# Your goal
Give back all of the data verbatim.

===== Recorded data

PR #1312, opened 2026-07-02
feat(agent-core): detect stalled turns and force text-only recovery

### LINKED ISSUE #1314: feat: detect stalled turns and force text-only recovery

==========

# Response area
PR #1312, opened 2026-07-02
feat(agent-core): detect stalled turns and force text-only recovery

### LINKED ISSUE #1314: feat: detect stalled turns and force text-only recovery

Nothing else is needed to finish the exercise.